Für Unternehmen macht es daher keinen Sinn, AI-Systeme inhouse aufzubauen, da sich diese dort unter anderem nicht performant und skalierbar betreiben lassen. Zudem sollte der Zugriff auf die Endgeräte und die weltweit verteilten Daten, die ausgewertet werden müssen, nicht vernachlässigt werden. Das ist nur durch weltweit skalierte und gut vernetzte Cloud-Plattformen möglich.

Für die Anbieter könnte AI zum Game Changer in der Public Cloud werden. Nachdem AWS und Microsoft das Feld anführen, hat es Google bis heute dort nicht geschafft, signifikant Boden gut zu machen. Mit seinem AI-Portfolio könnte sich das aber ändern. Vor allem TensorFlow und die Beliebtheit unter Entwicklern spielt Google dabei in die Karten.

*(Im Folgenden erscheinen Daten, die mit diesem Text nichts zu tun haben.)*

PR #1394, opened 2022-02-08
Modify Get Connection String Request to use connection details

VasuBhog:
This will allow for both vscode-mssql and sql-database-projects to get the connection string via connection details without having to connect to the server. 

Issue currently: `Exception thrown: 'System.ArgumentNullException' in System.Private.CoreLib.dll` when checking OwnerURI == null.


Charles-Gagnon:
Not sure I understand the issue - you're saying when you try to use this you're getting that error? Where is that being thrown?

src/Microsoft.SqlTools.ServiceLayer/Connection/ConnectionService.cs
```diff
@@ -1317,13 +1317,22 @@ public static SqlConnectionStringBuilder CreateConnectionStringBuilder(Connectio
...
                 string connectionString = string.Empty;
                 ConnectionInfo info;
-                if (TryFindConnection(connStringParams.OwnerUri, out info))
+                SqlConnectionStringBuilder connStringBuilder;
+                if (connStringParams.OwnerUri == null)
+                {
+                    // Use connection info to create connection string
+                    if (connStringParams.ConnectionDetails != null)
+                    {
+                        connStringBuilder = CreateConnectionStringBuilder(connStringParams.ConnectionDetails);
```
Charles-Gagnon, line 1326: You still want this to use the same logic as below for checking includePassword and includeApplicationName. That's all common to either way so just first get the connStringBuilder based on what type of connection info we're given and then run the common logic.

src/Microsoft.SqlTools.ServiceLayer/Connection/Contracts/GetConnectionStringParams.cs
```diff
@@ -15,11 +15,16 @@ public class GetConnectionStringParams
         /// </summary>
         public string OwnerUri { get; set; }
 
+        /// <summary>
+        /// Connection information of the connection
+        /// </summary>
+        public ConnectionDetails ConnectionDetails { get; set; }
```
Charles-Gagnon, line 21: Remember to update the docs too

test/Microsoft.SqlTools.ServiceLayer.IntegrationTests/Connection/ConnectionServiceTests.cs
```diff
@@ -124,6 +124,7 @@ public async Task GetCurrentConnectionStringTest()
             var requestParams = new GetConnectionStringParams()
             {
                 OwnerUri = result.ConnectionInfo.OwnerUri,
+                ConnectionDetails = result.ConnectionInfo.ConnectionDetails,
```
Charles-Gagnon, line 127: Make sure you're adding/updating tests to test this new functionality

Charles-Gagnon (changes requested):

src/Microsoft.SqlTools.ServiceLayer/Connection/Contracts/GetConnectionStringParams.cs
Charles-Gagnon, line 21: @alanrenmsft There isn't any common pattern we use for getting union types over to the C# land right? On the TS side we can just do `connectionContext: string | IConnectionInfo` where the user can pass in either the URI or the connection info object, but the only way I can think of here is to just have it be a generic object - but I don't think that'll work with the deserializing that needs to happen on this end. Am I missing anything you can think of?

src/Microsoft.SqlTools.ServiceLayer/Connection/ConnectionService.cs
```diff
@@ -1317,13 +1317,22 @@ public static SqlConnectionStringBuilder CreateConnectionStringBuilder(Connectio
...
+                }
+                else if (TryFindConnection(connStringParams.OwnerUri, out info))
                 {
                     try
                     {
-                        SqlConnectionStringBuilder connStringBuilder = CreateConnectionStringBuilder(info.ConnectionDetails);
+                        connStringBuilder = CreateConnectionStringBuilder(info.ConnectionDetails);
 
-                        if (!connStringParams.IncludePassword)
+                        if (!connStringParams.IncludePassword.HasValue)
```
alanrenmsft, line 1335: HasValue doesn't necessarily means the value is true. you should check both.

src/Microsoft.SqlTools.ServiceLayer/Connection/Contracts/GetConnectionStringParams.cs
```diff
@@ -15,11 +15,16 @@ public class GetConnectionStringParams
...
+
         /// <summary>
         /// Indicates whether the password should be return in the connection string
         /// default is set to false
         /// </summary>
-        public bool IncludePassword { get; set; }
+        public bool? IncludePassword { get; set; }
```
alanrenmsft, line 27: I am wondering why we need to make this nullable?

Charles-Gagnon: Yeah, why did you make this change @VasuBhog? As far as I can tell the ADS side always specifies this when sending the message so I'm not sure where we'd expect this to ever be undefined.

src/Microsoft.SqlTools.ServiceLayer/Connection/Contracts/GetConnectionStringParams.cs
alanrenmsft: this is the place in Table Designer where we are not sure about the type of the property: https://github.com/microsoft/sqltoolsservice/blob/main/src/Microsoft.SqlTools.ServiceLayer/TableDesigner/Contracts/TableChangeInfo.cs#L33

but I guess it is different because the possible data types are all primitive types. for your case, I think you will need a JsonConverter: https://stackoverflow.com/questions/20432166/how-to-deserialize-a-json-property-that-can-be-two-different-data-types-using-js

src/Microsoft.SqlTools.ServiceLayer/Connection/Contracts/GetConnectionStringParams.cs
VasuBhog: Switched it back.

src/Microsoft.SqlTools.ServiceLayer/Connection/Contracts/GetConnectionStringParams.cs
Charles-Gagnon: Doing that would require doing some refactoring of the base message parsing stuff, don't think that's worth it at this time. Having separate fields isn't the prettiest but this isn't really user facing so I think it's fine to just go for the separate fields for now.

docs/guide/jsonrpc_protocol.md
```diff
@@ -532,7 +532,11 @@ Get a connection string for the provided connection.
         /// </summary>
         public string OwnerUri { get; set; }
 
+        /// Connection info of the connection
+        /// </summary>
+        public ConnectionDetails ConnectionInfo { get; set; }
```
Charles-Gagnon, line 537: This should be `ConnectionDetails`

Charles-Gagnon (approved):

Aber dort sind AWS und Microsoft bereits auf der Hut und gehen sogar gemeinsam dagegen vor. Mit "Gluon" haben beide zusammen eine Open-Source Deep Learning Bibliothek entwickelt, die sehr ähnlich funktioniert wie TensorFlow. Zudem muss man AWS und Microsoft zusprechen, dass sie ein breites Angebot von AI-Engines (Frameworks) unterstützen und eben nicht nur TensorFlow.

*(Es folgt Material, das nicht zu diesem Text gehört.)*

PR #1399, opened 2022-02-09
[Feature] SKU recommendations in SQL migration extension

raymondtruong:
**For the corresponding frontend changes, see https://github.com/microsoft/azuredatastudio/pull/18252**

-----

This PR implements changes to enable the new SKU recommendation experience in the SQL migration extension.

High level changes include:
- updated Microsoft.SqlServer.Migration.Assessment NuGet version from 1.0.20210902.7 to 1.0.20220208.23
  - physically replaced nupkg file and updated package reference in Packages.props
  - updated assessment rulesets/metadata. Also removed a duplicate set of assessment rulesets/metadata that seemed to be incorrectly placed one folder level too deep
  - added SKU recommendation metadata that likewise will need to be updated with every new version of the assessment NuGet
- implemented new `migration/getskurecommendations` request
  - this calls into the SQL assessment NuGet and generates SKU recommendations for specified target platforms. This SKU recommendation uses the newest logic from the latest assessment NuGet, including support for new VM recommendation logic, as well as new optional preview SKUs for MI (premium series and premium series memory optimized) and VM (Eb series)
- implemented new `migration/startperfdatacollection` request
  - this involves implementing a new `DataCollectionController` for performance data collection, which is a stripped-down version of the console app shipped with DMA 
  - this controller periodically queries SQL DMVs for performance data, aggregates the data, and persists it locally on the user's machine in a specified folder as csv files. Since the data aggregation and persistence implementation is identical to DMA, this enables scenarios where users collecting data from one tool (say, DMA) can import and view the recommendation results in another tool (like ADS)
- implement new `migration/stopperfdatacollection` request
  - this stops any existing data collection process
- implement new `migration/refreshperfdatacollection` request
  - since this `DataCollectionController` "console app" has no console to actually write messages to, this call fetches the status and latest messages and errors generated by the data collection process and returns it to the UI. This will be called periodically on a timer so that the user will be notified of any errors during data collection

Testing:
- existing assessment functionality in ADS still works as intended
- new SKU recommendation functionality in ADS is being tested in private feature branch: https://github.com/microsoft/azuredatastudio/tree/MigrationSkuRecommendations
- added unit tests


neetusingh-ms (approved):

src/Microsoft.SqlTools.ServiceLayer/Migration/SqlDataQueryController.cs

Ob Google eines Tages AWS einholen wird, bleibt zu bezweifeln. Aber Microsoft könnte schnell den Atem zu spüren bekommen. Für Microsoft wird es ausschlaggebend sein, wie schnell Unternehmenskunden vom AI-Service-Portfolio überzeugt werden können und ob währenddessen das Verständnis vermittelt wird, andere Microsoft-Produkte und Services (zum Beispiel Azure IoT) in die AI-Strategie einfließen zu lassen.

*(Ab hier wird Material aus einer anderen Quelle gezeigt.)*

PR #1401, opened 2022-02-09
Fixing faulty showInTooltip logic and adding prop display value for Query Plan 

aasimkhan30:
Previously, I was using the wrong flag for determining whether the property should be shown in tooltip or not. This PR corrects that logic and also adds a method for getting a display string for complex properties.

Amazon wird mit seiner dualen Strategie, dem Fokus auf Entwickler und Unternehmen, den Public-Cloud-Markt auch weiterhin anführen und die Heimat für all diejenigen - insbesondere Cloud-nativen - AI-Nutzer sein, die nicht ausschließlich TensorFlow einsetzen wollen. Hinzu kommt die große und auf Innovationen ausgerichtete Kundenbasis, die versteht, welchen Nutzen AI-Services bergen.